I wouldn’t necessarily consider Frank hard-boiled, but his reluctance to commit to his girlfriend and his wandering eye made him a somewhat unlikeable character. Even though he was an accountant, not a detective he also in a sense took on that role as he went on the search for his killer. And of course, right from the beginning of the movie the viewer knew what kind of fate he was going to suffer when he revealed that he was searching for his own murderer. He was basically the innocent “everyman” who happened to be in the wrong place at the wrong time.

Contains a beautiful, double-crossing femme fatale and in contrast, a loving and supportive female character.

There were several characters that could have been considered the femme fatale in this movie; Mrs. Phillips played by Lynn Baggett or Miss Foster played by Beverly Garland, but the character who probably best fits that role was Marla Rakubian, played by the actress and model Laurette Luez. The loving, supportive female was represented by the character of Paula, Frank Bigelow’s girlfriend. She supported Frank and stuck with him even though he wasn’t always loyal to her.

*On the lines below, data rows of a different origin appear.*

PR #1728, opened 2024-11-28
feat add seissol simulator

ayomidetobi:
@Pbarbosa92

### DIFF
--- a/inductiva/simulators/seissol.py
+++ b/inductiva/simulators/seissol.py
@@ -1,0 +1,58 @@
+"""Class to run SeisSol simulations on a custom container image."""
+
+from typing import List, Optional
+from inductiva import types, tasks, simulators
+
+
+@simulators.simulator.mpi_enabled
+class SeisSol(simulators.Simulator):
+    """Class to run SeisSol simulations on a custom container image."""
+
+    def __init__(self, container_image: str):
+        """
+        Initialize the SeisSol simulator class.
+
+        Args:
+            container_image: The container image to use for the simulation.
+                Example: container_image="docker://inductiva/seissol:latest"
+        """
+        self.container_image = container_image
+        super().__init__()
+        self.simulator = "seissol"
+        
+    def _get_image_uri(self):
+        """Return the URI of the container image."""
+        return self.container_image
+
+    def run(self,
+            input_dir: Optional[str],
+            commands: List[str],
+            *,
+            on: types.ComputationalResources,
+            storage_dir: Optional[str] = "",
+            resubmit_on_preemption: bool = False,
+            remote_assets: Optional[List[str]] = None,
+            **kwargs) -> tasks.Task:
+        """
+        Run the SeisSol simulation.
+
+        Args:
+            input_dir: Path to the directory containing the input files.
+            commands: List of commands to run (e.g., SeisSol binaries with parameters).
+            on: The computational resource to launch the simulation on.
+            storage_dir: Parent directory for storing simulation results.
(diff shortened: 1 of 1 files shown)


inductiva/simulators/seissol.py
```diff
@@ -0,0 +1,58 @@
+"""Class to run SeisSol simulations on a custom container image."""
+
+from typing import List, Optional
+from inductiva import types, tasks, simulators
+
+
+@simulators.simulator.mpi_enabled
+class SeisSol(simulators.Simulator):
+    """Class to run SeisSol simulations on a custom container image."""
```
Pbarbosa92, line 9: If we are implementing a class for SeisSol on the python client we intend that class to use our docker images and not a custom docker image.

inductiva/simulators/seissol.py
```diff
@@ -0,0 +1,58 @@
...
+
+    def __init__(self, container_image: str):
+        """
+        Initialize the SeisSol simulator class.
+
+        Args:
+            container_image: The container image to use for the simulation.
+                Example: container_image="docker://inductiva/seissol:latest"
+        """
+        self.container_image = container_image
```
Pbarbosa92, line 19: No need to change the container_image here. Lets use the docker image we compiled in kutu.

The simulator init will get the docker image based on the class name. In this case, it will look into our kutu repo and search for seissoll docker images and pick the one with the latest version (or if you provide the version it will pick that version if it exists).

Pbarbosa92: Take a look into indutiva/simulators/cans.py

inductiva/simulators/seissol.py
```diff
@@ -0,0 +1,58 @@
...
+            resubmit_on_preemption (bool): Resubmit task for execution when
+                previous execution attempts were preempted. Only applicable when
+                using a preemptible resource, i.e., resource instantiated with
+                `spot=True`.
+            remote_assets: Additional remote files that will be copied to
+                the simulation directory.
+        """
+        return super().run(input_dir,
+                           on=on,
+                           commands=commands,
```
Pbarbosa92, line 53: This part is very simulator dependent.

If seissol is a simulator that only has one binary that you call every time we don't need to accept a list of commands, since the user will call the same binary every time.

If seissol is one of those simulators that has multiple binaries and a simulation consists in multiple commands this approach is the best option.

Pbarbosa92 (changes requested):

inductiva/simulators/seissol.py
ayomidetobi: okay noted

ayomidetobi:
seissol can generate multiple binary base on the various configuration (e.g the equation model)
I have fix the code to use the Inductiva Kutu image

ayomidetobi:
I have updated the seissol simulator class use Inductiva Kutu repository image

inductiva/simulators/seissol.py
```diff
@@ -0,0 +1,52 @@
...
+        """
+        super().__init__(version=version, use_dev=use_dev)
+        self.simulator = "seissol"
+
+    def run(self,
+            input_dir: Optional[str],
+            *,
+            on: types.ComputationalResources,
+            storage_dir: Optional[str] = "",
+            n_vcpus: Optional[int] = None,
```
Pbarbosa92, line 29: Don't forget to pass the argument `use_hwthread` here.

Pbarbosa92 (changes requested):

PR #1735, opened 2024-12-03
Update simulators to run on the Custom Docker Image

Pbarbosa92:
This PR makes the amrwind use the custom docker image.


bgregoinductiva (commented):
What is the motivation for this change? Does the docs example need to be updated? Is it necessary to update the end to end test of this simulator?

Pbarbosa92:
> What is the motivation for this change? Does the docs example need to be updated? Is it necessary to update the end to end test of this simulator?

The code works in the exact same way.

The point is to move all simulators to the "custom image". After that we can remove all executers from the task-runner, making the task runner simpler and making the process of adding new simulators easier.

bgregoinductiva:
> > What is the motivation for this change? Does the docs example need to be updated? Is it necessary to update the end to end test of this simulator?
> 
> The code works in the exact same way.
> 
> The point is to move all simulators to the "custom image". After that we can remove all executers from the task-runner, making the task runner simpler and making the process of adding new simulators easier.

Ok... so why not change all the simulators now?

Pbarbosa92:
> > > What is the motivation for this change? Does the docs example need to be updated? Is it necessary to update the end to end test of this simulator?
> > 
> > 
> > The code works in the exact same way.
> > The point is to move all simulators to the "custom image". After that we can remove all executers from the task-runner, making the task runner simpler and making the process of adding new simulators easier.
> 
> Ok... so why not change all the simulators already?

hmmm, I was going to do one PR per simulator but i can do them all in the PR.

bgregoinductiva:
> > > > What is the motivation for this change? Does the docs example need to be updated? Is it necessary to update the end to end test of this simulator?
> > > 
> > > 
> > > The code works in the exact same way.
> > > The point is to move all simulators to the "custom image". After that we can remove all executers from the task-runner, making the task runner simpler and making the process of adding new simulators easier.
> > 
> > 
> > Ok... so why not change all the simulators already?
> 
> hmmm, I was going to do one PR per simulator but i can do them all in the PR.

If it's already tested I suggest to change all in the same PR.

hpenedones:
Please update the PR title if now it will include multiple simulators in one go. Thanks!

examples/fvcom/fvcom.py
```diff
@@ -17,8 +17,8 @@
 # Run simulation with config files in the input directory
 task = fvcom.run(input_dir=input_dir,
                  working_dir="run/",
-                 create_namelist="tst",
                  n_vcpus=1,
+                 debug=7,
```
bgregoinductiva, line 21: Was this change intended?

bgregoinductiva (approved):

Pbarbosa92:
@hpenedones This is a big PR.

After the reviews and everything can we do a small bugbash to test this ?

hpenedones (approved):

PR #1565, opened 2015-06-24
Add support for the `stack` build tool

athanclark:


shiftkey:
@athanclark do you have a link that explains what this folder represents and why it can be safely ignored from version control?

athanclark:
Actually, I should'v just used the source's:
https://github.com/commercialhaskell/stack/blob/master/.gitignore

:)

shiftkey:
The rule on the source repo has the leading `/`, and this change doesn't. Should they be the same?

athanclark:
I think my version would be more similar to what is already available in
this repo

shiftkey:
Not sure whether these other changes need to be incorporated. thoughts @snoyberg?

snoyberg:
Only .docker-sandbox is stack-specific, the others are not. Not all users of stack will need a .docker-sandbox directory, only those using the Docker integration.

manny-fp:
The current version of stack no longer creates a `.docker-sandbox` (only pre-release beta versions did).  That data has been moved inside `.stack-work`.

I also don't think `Dockerfile` or `target/` should be in the default ignore list for Haskell -- those are specific to the stack project itself, not generally to any project that uses stack.  I'm not sure about `TAGS` either (@chrisdone, looks like you added that one to stack's .gitignore, care to weight in?).

chrisdone:
TAGS comes from Emacs's location information about symbols for go-to definition support. Should not be tracked in Git.

shiftkey:
@athanclark it looks like there's some outstanding feedback here about the changes - and also a merge conflict. Are you interested in addressing those, or should I just close this out?

shiftkey:
Closing due to conflicts and inactivity. @athanclark please review the latest file and see if there are any changes that need to be incorporated.

PR #1566, opened 2015-06-25
Include UltraEdit backup files

adamzuckerman:
UltraEdit is a text editor that I use in place of Notepad. It will create backups of files before saving the changes to disk. The default extension is .BAK.

While this modification was made for UltraEdit, other text editors also perform automatic backups.

### DIFF
--- a/VisualStudio.gitignore
+++ b/VisualStudio.gitignore
@@ -203,3 +203,6 @@ FakesAssemblies/
 
 # Visual Studio 6 workspace options file
 *.opt
+
+# UltraEdit backup files
+*.bak


arcresu:
This doesn't seem to be related to VisualStudio. If you'd like to make a new template for UltraEdit under Global/, then go ahead, but it would be great if you could consider whether this rule if widely useful enough to add. Thanks!

adamzuckerman:
While my specific need is for UltraEdit, there are plenty of other editors used by .NET developers who also have to add the line to ignore the .BAK files.

Am I missing something when it comes to .gitignore? Can you have multiple .gitignore files in one directory that automatically get merged together?

Creating a separate .gitignore for just one line seems philosophically wrong.

alexander-87:
There's only one `.gitignore` file per repository, but you can configure a global file on your system too.

As @arcresu hsa suggested, perhaps adding the `.bak` extension to a new `UltraEdit.gitignore` file under the [global](https://github.com/github/gitignore/tree/master/Global) folder might be better.

This already contains several other text-editor specific files, such as:

* [Notepad++](https://github.com/github/gitignore/blob/master/Global/NotepadPP.gitignore)
* [SlickEdit](https://github.com/github/gitignore/blob/master/Global/SlickEdit.gitignore)
* [SublimeText](https://github.com/github/gitignore/blob/master/Global/SublimeText.gitignore)
* [TextMate](https://github.com/github/gitignore/blob/master/Global/TextMate.gitignore)

Also, there are likely several other patterns for UltraEdit that could be added to the file.

For posterity, here's a few links with info on the `.gitignore` file:

* [**GitHub Help:** Ignoring files](https://help.github.com/articles/ignoring-files/)
* [Git - gitignore Documentation](http://git-scm.com/docs/gitignore)

tomstilljay1:
Backitup

shiftkey:
I think this addition could live under `Global\Windows.gitignore` as there are [many programs](https://en.wikipedia.org/wiki/Bak_file) which create files ending in this format.

PR #1568, opened 2015-06-26
Ignoring the AppCode ide files.#

terwer:
When you use Jetbrains AppCode ,there is a .idea forder,it has nothing to do with the iOS projects,I suggest ignore this forder while commit.


arcresu:

PR #1569, opened 2015-06-27
allow NuGet.exe, needed for package restore

petrhaus:
NuGet.exe should get included in the changeset, as it is needed for restoring NuGet packages.

### DIFF
--- a/VisualStudio.gitignore
+++ b/VisualStudio.gitignore
@@ -146,6 +146,8 @@ publish/
 !**/packages/build/
 # Uncomment if necessary however generally it will be regenerated when needed
 #!**/packages/repositories.config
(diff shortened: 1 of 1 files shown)


shiftkey:
@csharpfritz do you have any opinions on this?

csharpfritz:
NuGet should not be included in source control as it is part of the local software development kit.  Visual Studio takes care of this for you with the [automatic package restore feature](http://docs.nuget.org/consume/package-restore) and NuGet will be available as part of the toolkit on other platforms that .NET compilation is enabled on in the near future.

shiftkey:
Thanks for the extra context @csharpfritz!

PR #1571, opened 2015-06-28
License these files under public domain

Bjakes1950:
Honestly, .gitignore files probably can't really be copyrighted in the first place. It probably falls under the _de minimus_ idea that they're too small and trivial.

But to avoid confusion, something like the Unlicense which dedicates these files to the public domain in a clear and explicit manner to avoid confusion.

This seems like the best approach for `.gitignore` files.

### DIFF
--- a/LICENSE
+++ b/LICENSE
@@ -1,19 +1,24 @@
-Copyright (c) 2014 GitHub, Inc.
+This is free and unencumbered software released into the public domain.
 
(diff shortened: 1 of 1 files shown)


arcresu:
Thanks, but it's not necessary to copy an existing issue (#752). I'd like to see that one get fixed as well.

PR #1573, opened 2015-06-28
Update Android.gitignore

wujingchao:


arcresu:
Thanks, but the IDE rules are already in templates like `Global/JetBrains.gitignore`

PR #1576, opened 2015-06-29
An OSX Gitignore

fdizile:
A Gitignore tailored to OSX


marijnvdwerf:
An OS X global ignore file is already included: https://github.com/github/gitignore/blob/master/Global/OSX.gitignore

arcresu:
Thanks, but that's right - we already have a template for this.

PR #1579, opened 2015-07-02
Ignore NCrunch temporary files.

jamiehumphries:
While [NCrunch](http://www.ncrunch.net/) is running it creates little temporary files in the pattern `nCrunchTemp_*`. These are automatically cleaned up, but a badly timed `git status` or `git add -A` can catch them momentarily.

Unfortunately I can't find any official documentation that discusses these files, but here are a few examples of public GitHub repos were people have added an ignore rule like this:

- https://github.com/TinyBlueRobots/NancyFs/blob/master/.gitignore#L63
- https://github.com/cloudfoundry-incubator/if_warden/blob/master/.gitignore#L68
- https://github.com/peterkeating/nancy-boilerplate/blob/master/.gitignore#L46

and some mention of the files on NCrunch forums:

- http://forum.ncrunch.net/yaf_postst1304_Don-t-start-builds.aspx
- http://forum.ncrunch.net/yaf_postst1093_NCrunch-cannot-build-project-that-VS-can.aspx

### DIFF
--- a/VisualStudio.gitignore
+++ b/VisualStudio.gitignore
@@ -106,6 +106,7 @@ _TeamCity*
 # NCrunch
 _NCrunch_*
 .*crunch*.local.xml
+nCrunchTemp_*
 
 # MightyMoose
 *.mm.*


shiftkey:
ping @remcomulder - a couple of questions before I merge this:

 - can I get a :thumbsup: that this is intended behaviour and not a bug?
 - and if that's the case, what's the best way to get this reflected [in the docs](http://www.ncrunch.net/documentation/considerations-and-constraints_using-ncrunch-with-source-control)?

remcomulder:
NCrunch generates these temporary files to work around the limitations of MSBuild while loading projects.  Under normal operation, they only exist for a couple of seconds and are usually immediately removed.  Sometimes a critically timed crash or source control operation can lead to the files being noticed.  They should not be submitted to source control.  I've just now updated the NCrunch documentation accordingly.

jamiehumphries:
Cool, thanks @remcomulder! That docs link then: http://www.ncrunch.net/documentation/considerations-and-constraints_using-ncrunch-with-source-control

shiftkey:
@remcomulter fantastic, thanks for the speedy response!

PR #1580, opened 2015-07-03
django gitignore

mossplix:
Django gitignore


shiftkey:
I think this would be a better fit under the `Python` template:

https://github.com/github/gitignore/blob/master/Python.gitignore#L51-L52

shiftkey:
Can you please look over the existing rules in `Python.gitignore` and incorporate the Django-specific changes there? A new standalone isn't necessary here.

PR #1505, opened 2015-05-06
adding artifacts and project.lock.json for asp.net 5

sayedihashimi:
I've added the following to ```VisualStudio.gitignore``` to support ASP.NET 5

```
# ASP.NET 5
project.lock.json
artifacts/
```

```project.lock.json``` is created by default whenever a restore operation is executed. It should be ignored by default.

The ```artifacts``` folder will contain build output, and likely should never be checked in.

_Note: I'm on the team that works on Visual Studio for ASP.NET_

PR #1582, opened 2015-07-04
[PROPOSAL] annotated gitignore files

shiftkey:
This is a work-in-progress, based off the discussions in [this gist](https://gist.github.com/shiftkey/bf37c810b726f046bd22) around tackling some of the issues with maintaining a large suite of gitignore templates.

### The Problem

Over time, the context provided in gitignore templates is lost into the aether. By providing some structure to these files, hopefully we can improve this situation.

There's other parties who depend on this repository, so I'm happy to work through this in a methodical and collaborative way, being the guinea pig while we experiment with this.

### The Goals

First off, thanks to everyone who participated in that gist, in particular @joeblau and @arcresu - who have much more context on this issue than myself. I've taken that feedback and turned that into a first step down this path.

I want to enrich our existing templates with metadata and add some simple structure, without breaking compatibility (that is, it should remain consumable as a gitignore template) or introducing any new tooling.

I believe this will help on a few fronts:

 - **maintainers:** will have extra context available to them, when reviewing proposed changes
 - **contributors:** will be able to view context alongside template changes, without having to navigate a long history of PR discussions. Hopefully contributors will also be able to discuss and clarify this context over time as well, but this depends on things like adoption.
 - **users:** will have the context around a template available at consumption time, so they can understand why a template is configured as such a way, and be empowered to make changes because they understand _why_ a rule exists 

### The Proposal

This PR makes some changes to the `VisualStudio` template as a testbed for what data we need to capture. As I've been doing this, a bunch of concepts have crystalized for me, which I'll formalize in the `CONTRIBUTING` document alongside this (it also feels very much like a grammar syntax is the end result, but let's see how the discussion evolves).

I'm using the `VisualStudio` template as a starting point for a couple of reasons:

1. It's one that I'm very familiar with, so taking on the challenge to provide more context is more achievable than choosing a template (or stack) I'm not as familiar with.
2. I've had various discussions with people in the community about recent template changes (like #1505), so it'll be a good test case for how feasible this idea is.

I'll write up some further comments about this format in this PR.


shiftkey:
cc @MichaelMarner @bkeepers @M-Zuber @mikemcquaid who also commented on the gist

VisualStudio.gitignore
```diff
@@ -1,16 +1,18 @@
...
-# User-specific files (MonoDevelop/Xamarin Studio)
+#
+# new location for Visual Studio 2015
+.vs/
+#
+# specific to MonoDevelop and Xamarin Studio
 *.userprefs
 
-# Build results
+# build output folders generated by Visual Studio
```
shiftkey: This is the simplest structure I could come up with, and can be described as (my regex-fu is rusty, apologies in advance):

```
section: 
  context+ 
  rule+

context: comment+;
comment:  '#' ~[\r\n]* CRLF;
rule: ~[\r\n]* CRLF

CRLF
 : '\r'? '\n' 
 | '\r'
 ;
```

TL;DR:
 - each section should have at least one line of context
 - you can have multiple rules in a section

VisualStudio.gitignore
```diff
@@ -22,24 +24,37 @@ bld/
 [Bb]in/
 [Oo]bj/
 
-# Visual Studio 2015 cache/options directory
-.vs/
-
-# MSTest test Results
+# MSTest
+# a test framework from Microsoft
+# remove: if you are not using the MSTest runner to run your tests
```
shiftkey: So @arcresu mentioned "actions" in the gist as a way to call out when rules can be ignored or removed. There was a proposal for `enable-if` and `remove-if` to annotate this, but after wrestling with a couple of examples I found myself settling on this format.

- I experimented with `-when` here as well as `-if` but this lead to me writing the context in a strange way. So I dropped it altogether to just focus on the words associated with `remove`.
- I don't yet have an example of the dual to this yet (a rule that you should enable conditionally) but initial feels on this make me think it should be `include` rather than `enable` - probably just me wrestling with semantics.

VisualStudio.gitignore
```diff
@@ -22,24 +24,37 @@ bld/
...
 [Tt]est[Rr]esult*/
 [Bb]uild[Ll]og.*
 
-# NUNIT
+# NUnit
+# an open source test framework for .NET
+# site: http://www.nunit.org/
+# remove: if you are not using the NUnit test runner to run your tests
```
shiftkey: This is an example of gathering up rules related to a specific tool - . It feels a bit promotion-y, but also feels like a good way for users to explore the ecosystem better.

shiftkey: Also, this should be `url` to be consistent with other usages.

VisualStudio.gitignore
```diff
@@ -1,16 +1,18 @@
-## Ignore Visual Studio temporary files, build results, and
-## files generated by popular Visual Studio add-ons.
-
-# User-specific files
+# temporary files generated by Visual Studio specific to the local user
```
shiftkey: This is an example of gathering up rules into a group. I'll grammarize this later, but the TL;DR is:

 - context to explain the group
 - before each group of rules, you could specify a `url` or `remove` group
 - newline comment between sections for readability

VisualStudio.gitignore
```diff
@@ -1,16 +1,18 @@
...
+# contains profile information and other metadata
+# remove: if no longer targeting Visual Studio 2013 or earlier
 *.suo
 *.user
 *.userosscache
 *.sln.docstates
-
-# User-specific files (MonoDevelop/Xamarin Studio)
+#
+# new location for Visual Studio 2015
```
shiftkey: This is an example of a rule which most users don't currently need (this version of Visual Studio is in RC) but having it enabled currently is good for future-proofing things. As such, it doesn't have an `include` field defined.

VisualStudio.gitignore
```diff
@@ -22,24 +24,37 @@ bld/
...
 # DNX
+# summary: the environment for cross-platform .NET development
+# site: https://github.com/aspnet/dnx
+#
+# locks the package references for a project to specific versions
+# url: https://github.com/aspnet/Home/wiki/Lock-file
+# remove: if you would like to lock your dependencies to a specific version
+#         when committing and prevent package restore from selecting a
+#         more recent version
 project.lock.json
```
shiftkey: This change was submitted in #1505 but a [twitter discussion](https://twitter.com/adamralph/status/616854162735779840) yesterday about the change left things unclear. So here's my attempt at enriching the rule rather than continuing the saga of enabling or disabling this rule.

I've provided :

 - some comments (line 50) about what this file represents
 - a `url` to more information
 - a `remove` rule, which explains the situation when you should be disabling this rule

shiftkey:
cc @adamralph @fekberg @damianh @akoeplinger @filipw who were all bugging me on Twitter about this yesterday.

M-Zuber:
This looks very nice.
The `remove`/`include` sections is something I have wanted for a long time.
Overall it really changes the feel from a random list of file extensions to a document that is self expressing.
 It would be very interesting to see the grammar that develops and to see what tooling rises out of that.

mikemcquaid:
@shiftkey This is neat :+1: I think the key will be having a clear test which fails if it's not in the right format (and that people can run locally using just a `gitignore` checkout).

joeblau:
I'm currently in the process of re-writing gitignore.io's generator in golang.  Do you think people will want to see a documented output file or undocumented as default when someone types `gi visualstudio`?  I assume that the default uncommented lines in these templates are fine and would prefer and undocumented default, but I would like to get some feedback from others if we're going to move forward with this format.

shiftkey:
> Do you think people will want to see a documented output file or undocumented as default when someone types `gi visualstudio`?

I think if you're using a service like gitignore.io you're just interested in getting the contents, rather than the document. Perhaps a option like `--verbose` for those who want to get the annotations as well?

M-Zuber:
I would definitely want an option like `--verbose` as I use gitignore.io to get the template and then make my changes, and having the extra information would be very useful

shiftkey:
As part of getting some focus this year, I'm dropping this. Happy to help someone else if they want to pick it up.

adamralph:
If it's closed then it's unlikely anyone will ever pick it up...

shiftkey:
@adamralph ok then

fekberg:
@shiftkey Any reason for not merging the `VisualStudio` changes (separately) and keeping the proposal?

shiftkey:
@fekberg merge conflicts mostly

adamralph:
@shiftkey oh sorry, this is a PR, I thought was an issue. Another option would be to close this, but copy out the proposal into an issue.

shiftkey:
@adamralph issues have been disabled for this repo :cry:

adamralph:
:footprints: :gun:

mikemcquaid:
@shiftkey FWIW I think it's completely reasonable to close this out.

shiftkey:
If someone else in here wants to take some time out cleaning up the `VisualStudio.gitignore` template, it'd be :heart:. But as I said above I'm putting some of the big-picture stuff I have in mind on hold for the moment...

adamralph:
@shiftkey this raises an argument for enabling issues, since then you could open one and mark it up for grabs. Very few people are ever going to search closed pull requests for way to help out.

shiftkey:
> this raises an argument for enabling issues, since then you could open one and mark it up for grabs. 

I think this is a bigger problem that won't necessarily be solved by enabling issues on the repository, but I'll think about it. Meanwhile, the branch is still open for reference.

PR #2977, opened 2019-02-26
Add ignore rules for Pipenv

JarryShaw:
Pipenv uses Pipfile.lock to maintain Python package information
(metadata, hash, etc.) installed as described in Pipfile. Thus,
Pipfile.lock may vary on different operating systems, platforms
when collaborating. This PR adds Pipfile.lock into the Python
default gitignore. See http://pipenv.org

### DIFF
--- a/Python.gitignore
+++ b/Python.gitignore
@@ -82,6 +82,9 @@ ipython_config.py
 # pyenv
 .python-version
 
+# pipenv
+Pipfile.lock
+
 # celery beat schedule file
 celerybeat-schedule
 
--- a/Python.gitignore
+++ b/Python.gitignore
@@ -83,7 +83,9 @@ ipython_config.py
 .python-version
 
 # pipenv
-Pipfile.lock
+#   According to pypa/pipenv#598, it is recommended to include Pipfile.lock in VCS.
+#   However, in case of collaboration, Pipfile.lock may conflict on different OS.
+#Pipfile.lock
 
 # celery beat schedule file
 celerybeat-schedule
--- a/Python.gitignore
+++ b/Python.gitignore
@@ -83,7 +83,7 @@ ipython_config.py
 .python-version
 
 # pipenv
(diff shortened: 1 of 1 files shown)


drothmaler:
According to the [Pipenv docs](https://github.com/pypa/pipenv/blob/master/docs/basics.rst#-general-recommendations--version-control) and https://github.com/pypa/pipenv/issues/598 it is generally recommended to add `Pipfile.lock` to the VCS, unless you have a specific reason not do do so (e.g. if you are targeting multiple Python versions, or if you are dealing with legacy dependencies, that are not platform-agnostic).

Complex plots which were often difficult to follow.

This is one thing it seems many fans of film noir can relate to, and it once played a part in why I didn’t enjoy the style as much as I do now. As with many other movies, I found some of the plot twists to be a bit confusing and it wasn’t always easy to follow every detail leading to the discovery of why the murderer wanted to kill Frank.

Scenes set on dark streets, in dimly-lit rooms, or in abandoned buildings, and the use of a low-key lighting style which often produced dark shadows.

D.O.A. has several scenes that take place on dark streets around San Francisco and Los Angeles, two locations that were common in film noir, and in dimly-lit buildings including the bar where Frank was poisoned, a shootout in a drug store, and in one of the final scenes when Frank finally confronts his killer. This scene took place in the Bradbury Building in Los Angeles, a building that still exists today and was a location used in the filming of the movie Blade Runner.

The style of lighting used in this movie created shadows that followed most of the characters throughout the movie, but at times they almost seemed to be overused or exaggerated. That along with the strange “wolf-whistles” that were heard every time Frank looked at a beautiful woman, had me questioning at the beginning of the movie whether it really was true film noir. Aside from those flaws, I really enjoyed the movie and would recommend it to anyone who also enjoys the film noir style.

Do you think D.O.A. should be considered a film noir classic?